VAAA
VAAA

Reputation: 15049

SQL Server - Get all persons that turned 25 years old in a selected year

I have a table with 3 fields:

What I need is to create a query where I get all the persons that had their 25th birthday in a selected year.

For example, to know all the persons that had their 25th birthday in the year 2003.

Right now I have this:

DECLARE @dynamicdate DATETIME
SET @dynamicdate = CONVERT(datetime, '20131231')

SELECT *
FROM persons p
WHERE
(year(@dynamicdate-p.birthdate)-1900)=25

But I know its totally wrong and It's should be very simple, any clue?

Upvotes: 0

Views: 1000

Answers (4)

ErikE
ErikE

Reputation: 50282

Do your best to avoid doing calculations or functions on columns used in a WHERE clause. instead, change the expression so the column is by itself one one side of the conditional expression, like below:

DECLARE @BirthYear int = 2003 - 25;

SELECT *
FROM dbo.Persons P
WHERE
   P.BirthDate >= DateAdd(year, @BirthYear - 2000, '20000101')
   AND P.BirthDate < DateAdd(year, @BirthYear - 2000, '20010101')
;

Please pay special attention to the inequality operators I used, >= and <. The best practice for date handling in SQL is to use an inclusive start (greater than or equal to) and an exclusive end (less than, but not equal to). This makes it possible to change the precision of the underlying column, for example to datetime2(7), without having to change your code. It also makes it possible to join ranges contiguously with an equijoin (Prior.ToDate = Next.FromDate) and calculate range intersection correctly (Range1.FromDate < Range2.ToDate AND Range2.FromDate < Range1.ToDate).

If you cannot avoid having an expression on one column or another, put the expression on the column that has no indexes (leaving the column that does have an index by itself). Or, barring that (and this takes a bit of experience to know how to implement), put the expression on the side that in the query plan is earlier in the plan or affects the fewest rows.

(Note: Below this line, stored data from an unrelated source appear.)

PR #5704, opened 2019-01-08
added option forceDisposeChildren to multiMaterial.dispose

danjpar:
Return an array of multi-materials that a single material is used in.

### DIFF
--- a/dist/preview release/what's new.md
+++ b/dist/preview release/what's new.md
@@ -89,6 +89,7 @@
 - Added per mesh culling strategy ([jerome](https://github.com/jbousquie))
 - Added InputsManager and keyboard bindings for FollowCamera. ([mrdunk](https://github.com))
 - Added per solid particle culling possibility : `solidParticle.isInFrustum()`  ([jerome](https://github.com/jbousquie))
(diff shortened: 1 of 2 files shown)


danjpar:
Sorry, that was my first ever pull request on a major repo.
Yes. Ultimately, I just want to know when I'm disposing of a multi material
I can iterate over its submaterials to check if they're used elsewhere and
dispose of them and their textures accordingly. Disposing of multi material
itself leaves all materials and textures referenced within the scene.

deltakosh:
No need to apologise:)
So you may prefer having an option on the multi-material.dispose to make sure to dispose its children as well?

danjpar:
only if they are absolutely unused in other multi materials and meshes. thank you !

deltakosh:
Far better :) 
I'm not sure we need the getBindedMaterials to be fair as this is easy to do with current API

Also please remove all the dist/ files from the PR

deltakosh:
This is perfect. Just waiting for the build to finish and I will merge

deltakosh:
Gonna merge manually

Adding indexes, filtered indexes, and calculated persisted columns can all help with performance of often-repeated queries against date columns. But a warning: adding indexes can worsen performance, too.

Upvotes: 3

Charles Bretana
Charles Bretana

Reputation: 146603

Assuming all birthdates are date only, (with no time portion), as they should be). then all you need is to Use this where clause:

where birthdate between 
     dateadd(year, @year-1925, 0) And
     dateAdd(day, -1, dateadd(year, @year-1924, 0))

Upvotes: 0

nassjs
nassjs

Reputation: 1

you can use datepart for passing values(Can pass date too) select * from Person where (datepart(year,'2007-12-31') - datepart(year,birthdate) ) = 25

Upvotes: 0

Todd Bowles
Todd Bowles

Reputation: 1574

You should simply be able to query the year part of the date in question, as you just want to know if the persons 25th birthday fell into that year.

DECLARE @Year AS INT

SET @Year = 2003

SELECT *
FROM Persons P
WHERE ((@Year - DATEPART(yy, birthdate)) = 25)

This SQLFiddle Demonstrates http://sqlfiddle.com/#!6/b040c/2

Keep in mind this is not optimised, but I wouldn't bother doing optimisation until you have actually measured performance and determined that this particular query is a problem. I would focus on the simplest, easiest to read solution first.